Les scientifiques savaient que seule une poignée des tempêtes de précipitations les plus importantes apportaient environ les trois quarts du phosphore au lac chaque année. Dans d’autres lacs, des recherches antérieures avaient documenté de grandes proliférations d’algues à la suite de grosses tempêtes.
Mais, dans le lac Mendota, cette dynamique est plus complexe. Bien que le phosphore soit sans aucun doute l’ingrédient clé d’une prolifération d’algues, le lac Mendota peut mijoter pendant un certain temps avant d’en produire une. En fait, le rapport a révélé que le délai moyen entre une grosse tempête et une grosse prolifération est de 15 jours, avec quelques retards entre une pluie abondante livrant du phosphore et une prolifération d’algues notable pouvant prendre jusqu’à deux mois.

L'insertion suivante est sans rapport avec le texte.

PR #1194, opened 2023-06-07
co2 emissions source change + changed small to medium in oil spills

veronikasamborska1994:


spoonerf (approved):
Looks good! 

Slight nit-pick, maybe you could add descriptions to the Month and Region variables in the co2 metadata? 

Something like: 

```
january:
     title: January
     description: Total CO2 emissions from aviation (is it domestic and international combined?) 
```
Something like that would be helpful for understanding what is shown in the grapher admin.

PR #1198, opened 2023-06-08
:bar_chart: Commodity price index

Marigold:
Replacement & update of [Real Commodity Price Index since 1850 - Jacks (2016)](https://owid.cloud/admin/datasets/699) dataset.

### DIFF
--- a/etl/steps/data/garden/papers/2023-06-07/commodity_prices.py
+++ b/etl/steps/data/garden/papers/2023-06-07/commodity_prices.py
@@ -1,0 +1,37 @@
+"""Load snapshot and create a garden dataset."""
+
+import pandas as pd
+from owid.catalog import Table
+from structlog import get_logger
+
+from etl.helpers import PathFinder, create_dataset
+
+log = get_logger()
+
+# Get paths and naming conventions for current step.
+paths = PathFinder(__file__)
+
+
+def run(dest_dir: str) -> None:
+    #
+    # Load data from snapshot.
+    #
+    snap = paths.load_snapshot_dependency()
+    df = pd.read_excel(snap.path, skiprows=1).rename(columns={"(1900=100)": "year"})
+    df["country"] = "World"
+    df = df.set_index(["country", "year"])
+
+    #
+    # Process data.
+    #
+    # Create a new table and ensure all columns are snake-case.
+    tb = Table(df, short_name=paths.short_name, underscore=True)
+
+    #
+    # Save outputs.
+    #
+    # Create a new garden dataset with the same metadata as the snapshot.
+    ds_garden = create_dataset(dest_dir, tables=[tb], default_metadata=snap.metadata)
+
+    # Save changes in the new garden dataset.
+    ds_garden.save()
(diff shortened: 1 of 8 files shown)


snapshots/papers/2023-06-07/commodity_prices.xlsx.dvc
```diff
@@ -0,0 +1,24 @@
...
+  source_name: 'Jacks, D.S. (2019), "From Boom to Bust: A Typology of Real Commodity
+    Prices in the Long Run." Cliometrica 13(2), 202-220.'
+  source_published_by: 'Jacks, D.S. (2019), "From Boom to Bust: A Typology of Real
+    Commodity Prices in the Long Run." Cliometrica 13(2), 202-220.'
+  url: http://www.sfu.ca/~djacks/data/boombust/index.html
+  source_data_url: 
+    http://www.sfu.ca/~djacks/data/boombust/Real%20commodity%20prices,%201850-2020.xlsx
+  file_extension: xlsx
+  date_accessed: 2023-06-07
+  is_public: true
```
pabloarosado, line 16: I'd add as license either "Public domain" or "CC BY" (given that the author says "These data are freely provided to all comers, and questions and/or comments are welcome.
At the same time, I ask that if you use any of these files that you cite the following: ..."). You can use that link as the license_url:
https://www.sfu.ca/~djacks/data/boombust/index.html

pabloarosado (approved):
Looks good.

etl/steps/data/garden/papers/2023-06-07/commodity_prices.py
```diff
@@ -0,0 +1,35 @@
...
+    # Load data from snapshot.
+    #
+    snap = paths.load_snapshot_dependency()
+    df = pd.read_excel(snap.path)
+
+    #
+    # Process data.
+    #
+    # Create a new table and ensure all columns are snake-case.
+    tb = Table(df, short_name=paths.short_name, underscore=True)
```
pabloarosado, line 26: Maybe you could add a country column (with "World" in all rows). Actually you may need it for grapher.

snapshots/papers/2023-06-07/commodity_prices.xlsx.dvc
Marigold: Thanks! I'm new to licensing.

etl/steps/data/garden/papers/2023-06-07/commodity_prices.py
Marigold: Done!

Marigold:
@pabloarosado I realised we don't use "Data publisher's source" in ETL and can't propagate it all the way down to grapher (we are not [converting it from Snapshot](https://github.com/owid/etl/blob/master/etl/steps/data/converters.py#L49)). Have we ever discussed this? Should "Data publisher's source" be a thing?

image

pabloarosado:
> @pabloarosado I realised we don't use "Data publisher's source" in ETL and can't propagate it all the way down to grapher (we are not [converting it from Snapshot](https://github.com/owid/etl/blob/master/etl/steps/data/converters.py#L49)). Have we ever discussed this? Should "Data publisher's source" be a thing?
> 
> image

We have had some discussions about whether we should use it. I have never used, but I know that others have (but in a quite inconsistent way). If you think about it, having the option to list the source's sources is possibly a good idea. But then we have to decide how to structure this field properly (and what to do with it). Yes, this is something we should discuss.

PR #1206, opened 2023-06-09
fix(space): converting column name entity -> country

spoonerf:


spoonerf:
Hey @edomt - I think the etl was failing because grapher needs the entity column to be called country, so just changing that here for the exoplanet dataset.

spoonerf:
Oops saw you have one open already!

edomt:
Yes! Thank you though ☺️

PR #1211, opened 2023-06-12
fixed descriptions

veronikasamborska1994:
sorry, need to fix this as I didn't realised it would show up in sources tab


spoonerf (approved):
Good point! Might also be worth editing the descriptions for the region variables.

PR #1214, opened 2023-06-13
:tada: upload data to R2 instead of S3

Marigold:
When running --grapher step, upload data to R2 rather than to S3. Note that catalog is still published to S3 (R2 migration is likely planned at some point,  there's [even PR](https://github.com/owid/etl/pull/583) that supports publishing to R2).

After this change, everyone will have to setup extra .env variables
```
R2_ACCESS_KEY=xxx
R2_SECRET_KEY=xxx
R2_ENDPOINT_URL=https://078fcdfed9955087315dd86792e71a7e.r2.cloudflarestorage.com
```
It'd keep working if people still push to S3 because there's a fallback in Cloudflare worker, but the sooner we start pushing to R2 the better.

## Checklist for Data API
* [x] merge [MySQL paths migration](https://github.com/owid/owid-grapher/pull/2315)
* [x] set R2 credentials on `etl-prod-1` and `etl-staging-1` servers
* [ ] inform others to set R2 credentials
* [x] merge this PR
* [ ] reset all checksums in live DB to trigger update with `update datasets set sourceChecksum = 'refresh' where sourceChecksum is not null;` (do it overnight)
* [ ] (manually upsert [datasets](https://github.com/owid/ops/blob/main/templates/etl-prod/etl-prod.sh#L89) that are excluded from automatic deploy)
* [ ] enable backup of R2 buckets

### DIFF
--- a/.env.example
+++ b/.env.example
@@ -7,5 +7,9 @@ DB_PASS=grapher
 DB_PORT=3307
 DB_HOST=127.0.0.1
 
+R2_ACCESS_KEY=xxx
+R2_SECRET_KEY=xxx
+R2_ENDPOINT_URL=https://078fcdfed9955087315dd86792e71a7e.r2.cloudflarestorage.com
+
 # optional
 # BUGSNAG_API_KEY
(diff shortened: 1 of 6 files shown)


pabloarosado (approved):
Looks good. But what's going to happen with private data?

Marigold:
> Looks good. But what's going to happen with private data?

All variables (even private ones) must be in public bucket so that grapher can load them in the browser. We do it in the same way even now.

PR #1215, opened 2023-06-13
Add coah dataset to faostat

pabloarosado:
I added the FAOSTAT CoAHD dataset and, now that I was in the midst of it, I also updated all other datasets. It was surprisingly easy (except for the expected changes in FAOSTAT data).

The bad news is that, now that we have the data, I have realised that it is not enough to replace [Food affordability (World Bank; FAO, 2022)](https://owid.cloud/admin/datasets/5651). Even if the underlying data is the same, they add some new variables, so it may be easier to get the data from WB.

So, in a way, this PR was unnecessary... Although it was a good exercise to see how a new FAOSTAT update would be, and I fixed a few things.

TODO: Once this PR is merged, branch `add-coah-dataset-to-faostat-base-branch` will be merged to `master`.


Marigold (approved):
Looking good, I skimmed through the code and found no issues and was able to run it locally.

PR #1225, opened 2023-06-14
:sparkles: don't remove datasets from remote catalog

Marigold:
Deleting old dataset from remote S3 catalog could cause problems when incrementing version of a dataset (and archiving an old one). With this PR and turning off [pruning](https://github.com/owid/etl/blob/master/etl/prune.py) all previous versions will stay in the catalog and in S3.


pabloarosado (approved):
Thanks, looks good!

PR #1226, opened 2023-06-14
📊 ihme: custom dataset for a chart (using causes as entities)

lucasrodes:
Adding a new custom dataset so we can create a specific chart where we show DALYs and prevalence for different diseases for the World.

more context here: https://owid.slack.com/archives/C04VBQ00HQR/p1686749360343129


spoonerf (approved):
Looks cool!

PR #1809, opened 2023-10-18
🐛 error message when failing to upload to snapshot fails

lucasrodes:
Improve error when snapshot is uploaded and fails.


pabloarosado (approved):
Thanks, looks good!

PR #1814, opened 2023-10-18
:hammer: disable unused open numbers datasets

Marigold:
We only use two datasets from [Open numbers initiative](https://github.com/open-numbers), but we still download and republish all the other ones. Those unused datasets use up **almost 28gb** in `.owid/git/`, and they slow down all `etl` runs because we have to compare etags against their github repos.

Disabling these datasets would considerably improve performance of our nightly and full ETL runs as well as automated ETL servers. The only reason for keeping them here was if someone was using them through `owid-catalog`, but I don't think anyone does that.

## TODO after merging
* [ ] remove `.owid/git/` on local and in `owid@etl-prod-1`

### DIFF
--- a/dag/open_numbers.yml
+++ b/dag/open_numbers.yml
@@ -1,197 +1,200 @@
 steps:
-  data://open_numbers/open_numbers/latest/bp__energy:
-    - github://open-numbers/ddf--bp--energy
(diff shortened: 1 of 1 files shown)


pabloarosado (approved):
Looks good! I copied them to the archive dag and ran `version_tracker` to check if there were missing dependencies, but there weren't. So it looks safe.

Alors que se passe-t-il? Il s’avère que le phosphore n’est qu’une partie de la recette de la prolifération des algues. Carpenter identifie trois autres facteurs clés en jeu : des vents calmes, des eaux de surface chaudes et une faible abondance de minuscules crustacés appelés zooplancton.
Tout comme le «verdissement» annuel qui se produit sur la terre lorsque l’hiver dégèle au printemps, les lacs voient une explosion de croissance, en particulier d’algues, à mesure que leurs eaux se réchauffent. Lorsqu’il y a du vent, cette algue se mélange à la colonne d’eau, mais lorsque le vent tombe, elle peut flotter à la surface et former une prolifération. Et tout cela ne peut se produire que si les populations de zooplancton broutant les algues sont petites. Si le nombre de zooplanctons est élevé, ils peuvent manger suffisamment d’algues pour empêcher une prolifération.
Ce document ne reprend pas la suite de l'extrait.